Excerpts from a dataset:

►

PR #1797, opened 2021-05-28
Hotfix: suggestedValueNotApplied for 2.20.1 #1796

dk1844:
#1789 backport to 2.20.1

## Test-run
My own naive UI testing worked:
 - edited an existing dataset to contain properties, again editing them - unsetting some of the properties. Correctly show in UI and expected properties maps also existed in the Mongo DB
 - created a new DS with some non-mandatory properties not set, mongo DB collection contained the expected map.


benedeki (approved):
- [x] code reviewed
- [x] pulled
- [X] built
- [X] run

PR #1799, opened 2021-06-02
#1790: Replace the discontinued Bintray as source of packages

### LINKED ISSUE #1790: Replace the discontinued Bintray as source of packages
## Background
Bintray.com has been discontinued as a service. It needs to be replaced.

## Feature
Bintray.com was used as a source for OpenUI library package. It needs to be replaced.

## Proposed Solution
Solution Ideas 
1. Consider using GitHub https://docs.github.com/en/packages/working-with-a-github-packages-registry/working-with-the-apache-maven-registry

benedeki:
* OpenUI5 webjar is now downloaded from webjar.org instead of bintray.com
* cRonstrue is now included within the Menas module directly instead of as a webjar
* bintray.com as repository removed from the project

Closes #1790 

Release notes:
Removed dependencies on discontinued bintray.com repository.


menas/pom.xml
```diff
@@ -391,6 +386,16 @@
...
+            <plugin>
+                <groupId>org.apache.rat</groupId>
+                <artifactId>apache-rat-plugin</artifactId>
+                <version>${maven.rat.plugin.version}</version>
+                <configuration>
+                    <excludes>
+                        <exclude>ui/3rdParty/cRonstrue/cronstrue.min.js</exclude>
+                    </excludes>
+                </configuration>
+            </plugin>
```
dk1844, line 398: Why is it that it was not satisfactory to put the _exlude_ path in the list of _exlucde_ paths we have in the root `pom.xml` already?

(I saw a discussion on WA about this, but it was not clear)

dk1844 (approved):
LGTM (just read the code)

menas/pom.xml
benedeki: Because the check is done in the parent and then with each module (with path relative to the module root). And this new file belongs to_Menas_ module. So the configuration had to be done within the affected module.
(I guess the relative patch could have been in the parent `pom.xml` as well. But that would be: first confusing, second potentially exclude unwanted files in other modules.)

dk1844: Well, I am saying that because it seems that some of the exclusions we have in the root config are also sometimes actually subpackage specific, e.g. `**/node_modules/**`, `**/_site/**`, `**/ui/dist/**`. So perhaps we could rethink those, too.

benedeki: Oh, them having wildcards, I didn't realize. Are these all, or should I check more?

benedeki: Moved `**/node_modules/**`, other is not present.

dk1844: The ones I listed were the only sort of non-general cases. So IMHO only those were actually in question.

dk1844 (approved):
Still LGTM (just read the code)

benedeki:
> 
> 
> Still LGTM (just read the code)

Could you test it too please. Should be easy IMHO 😉

dk1844:
Tested:
 - builds for me
   - in the log it shows that OpenUI is download from a public repo:
  `Downloaded from central: https://repo.maven.apache.org/maven2/org/webjars/openui5/1.67.1/openui5-1.67.1.jar `
 - runs @ local tomcat 
   - `http://<menas root>/3rdParty/cRonstrue/cronstrue.min.js` is loaded and being called (breakpointed there)
   - navigated through, viewed a dataset, updated a dataset, created a new one.

AdrianOlosutean (approved):
Looks good

PR #106, opened 2022-01-18
[SITE] Blocks Search API

teenoh:
This PR adds a basic search endpoint for Blocks.

How to Test
- Open Postman or any REST client
- Set the url to `https://blockprotocol-n4g31hg5w-hashintel.vercel.app/api/blocks?q=<any_word>`
- Set a `x-api-key` header and give it any value
- Confirm it returns filtered responses based on the query

---
  - https://app.asana.com/0/0/1201637454224598


site/scripts/generate-blocks-data.ts
```diff
@@ -0,0 +1,12 @@
+import { writeFileSync } from "fs";
+import path from "path";
+import { readBlocksFromDisk } from "../src/lib/blocks";
+
```
teenoh, line 4: Had to go with the approach of generating a json file that contains blocks data (similar to what we do for sitemap). This is because of the difficulty I faced in making the `api` access the `hub/` folder at runtime. I feel we can work with this for the main time since it's a temporary solution

site/src/pages/api/blocks.api.ts
```diff
@@ -1,125 +1,47 @@
...
+    return res.status(401).json(
+      formatErrors({
+        msg: "Unauthorized",
+      }),
+    );
+  }
+
+  let data: BlockMetadata[] = [];
+
+  // do we return data when the query string is empty?
```
teenoh, line 30: What do we do when the query string is empty? Do we return an empty list or a default set of data. I'm currently returning an empty list

site/src/pages/[shortname]/[blockSlug].page.tsx
```diff
@@ -114,35 +112,20 @@ export const getStaticProps: GetStaticProps<
...
-  )?.lastUpdated;
-
-  const [schema, blockStringifiedSource] = await Promise.all([
-    fetch(
-      `${BASE_URL}/blocks/${shortname}/${blockSlug}/${blockMetadata.schema}`,
-    ).then((res) => res.json()),
-    fetch(
-      `${BASE_URL}/blocks/${shortname}/${blockSlug}/${blockMetadata.source}`,
-    ).then((res) => res.text()),
-  ]);
```
Comment (teenoh) [inline site/src/pages/[shortname]/[blockSlug].page.tsx:145]: This changes are already in main. Just brought them over since I didn't want to pull all the changes there

site/src/pages/api/blocks.api.ts
CiaranMn: Let's return the full list please

site/scripts/generate-blocks-data.ts
CiaranMn: Yes, sounds good.

I'm assuming the hub folder is not accessible as it's outside of the `site` folder, where this application is built from.

site/package.json
```diff
@@ -4,13 +4,14 @@
...
     "build-block": "./scripts/build-blocks.sh",
     "build-blocks": "find ../hub -type f | xargs ./scripts/build-blocks.sh",
     "clean": "rimraf ./.next/",
-    "dev": "yarn generate-sitemap && next dev",
+    "dev": "yarn generate-sitemap && yarn generate-blocks-data && next dev",
     "dev:db": "docker-compose -f docker-compose.dev.yml --env-file .env.local up",
     "dev:seed-db": "node --max-old-space-size=2048 node_modules/.bin/ts-node --files --project tsconfig.json scripts/seed-db",
+    "generate-blocks-data": "node --max-old-space-size=2048 node_modules/.bin/ts-node --files --project tsconfig.json scripts/generate-blocks-data",
     "generate-sitemap": "node --max-old-space-size=2048 node_modules/.bin/ts-node --files --project tsconfig.json scripts/generate-sitemap",
     "postinstall": "yarn generate-sitemap",
```
CiaranMn, line 16: You need to add `yarn generate-blocks-data` here so that the file is available reliably (e.g. in CI)

site/src/pages/api/blocks.api.ts
```diff
@@ -1,125 +1,49 @@
...
-    }));
-};
+  if (query && typeof query === "string") {
+    data = blocksData.filter(
+      ({ displayName, variants }) =>
+        displayName?.toLowerCase().includes(query) ||
+        variants?.some((variant) =>
+          variant.displayName?.toLowerCase().includes(query),
+        ),
+    );
```
CiaranMn, line 39: Can we include 'author' and 'name' in this too please?

site/src/lib/blocks.ts
```diff
@@ -0,0 +1,135 @@
...
+/** @todo make part of blockprotocol package and publish */
+export type BlockVariant = {
+  description?: string;
+  displayName?: string;
+  icon?: string;
+  properties?: BlockProps;
+};
+
+/** @todo make part of blockprotocol package and publish */
+export type BlockMetadata = {
```
CiaranMn, line 13: These can all be imported from "blockprotocol" now (you'll need to add `packagePath` locally) - `blockprotocol` will need adding as a dependency

CiaranMn (changes requested):
Thanks @teenoh, working well - a few bits of cleanup suggested

site/src/pages/api/blocks.api.ts
```diff
@@ -1,125 +1,49 @@
...
 
-export type BuildConfig = {
-  workspace: string;
-  repository: string;
-  branch: string;
-  distDir: string;
-  timestamp: string;
-};
+const blocks: NextApiHandler<Response> = (_req, res) => {
+  const query = _req.query.q;
```
benwerner01, line 17: Depending on the priority of this PR, this might be a good opportunity to make this API handler consistent with the other API handlers. Things that I'm noticing off the top of my head:
1. `express-validator` could be used to validate the query (ensure that `q` is a string if it is supplied for instance)
2. define `ApiBlocksRequestBody` and `ApiBlocksResponse` types for the FE to make use of

site/src/pages/api/blocks.api.ts
```diff
@@ -1,125 +1,49 @@
...
+type Response = { results: BlockMetadata[] } | { errors: any };
 
-export type BuildConfig = {
-  workspace: string;
-  repository: string;
-  branch: string;
-  distDir: string;
-  timestamp: string;
-};
+const blocks: NextApiHandler<Response> = (_req, res) => {
```
benwerner01, line 16: Since `req` is not longer an unused parameter:
```suggestion
const blocks: NextApiHandler<Response> = (req, res) => {
```

site/scripts/generate-blocks-data.ts
teenoh: Yes. That's correct

site/src/pages/api/blocks.api.ts
teenoh: Thanks will do this

site/src/lib/blocks.ts
teenoh: Added here e41bce7

site/src/pages/api/blocks.api.ts
teenoh: Added here 59570d6

site/src/pages/api/blocks.api.ts
teenoh: Thanks. Fixed here 59570d6

site/package.json
```diff
@@ -28,6 +28,7 @@
     "@mui/material": "^5.2.1",
     "@twind/next": "1.0.8",
     "axios": "^0.24.0",
+    "blockprotocol": "*",
```
teenoh, line 31: @kachkaev please let me know if I am doing this the right way

site/src/lib/blocks.ts
CiaranMn: Small follow up, sorry for not being clear - I think we should add `packagePath` in this file, e.g.

```typescript
type ExpandedBlockMetadata = BlockMetadata & { packagePath: string }
```

because `packagePath` is just something temporary we're putting in, and we generate it here, so we don't want to make it required for other people using the type as a guide for what to include. We should only include things in `blockprotocol` that are consistent with what the spec says.

CiaranMn: There are a couple of other type errors blocking merge I suggest can be fixed in the same way (adding extra fields in `site` rather than to `blockprotocol`, where they aren't something we want to mention in the spec)

teenoh: Ahh I see. Will update

teenoh: a651d1c6ef43762

CiaranMn (approved):
Great, thanks @teenoh !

◄

* **Work to be completed**:
Provide the count of lines in the data above that include the word "repository", with no added text.

* **Answer to this problem**:
4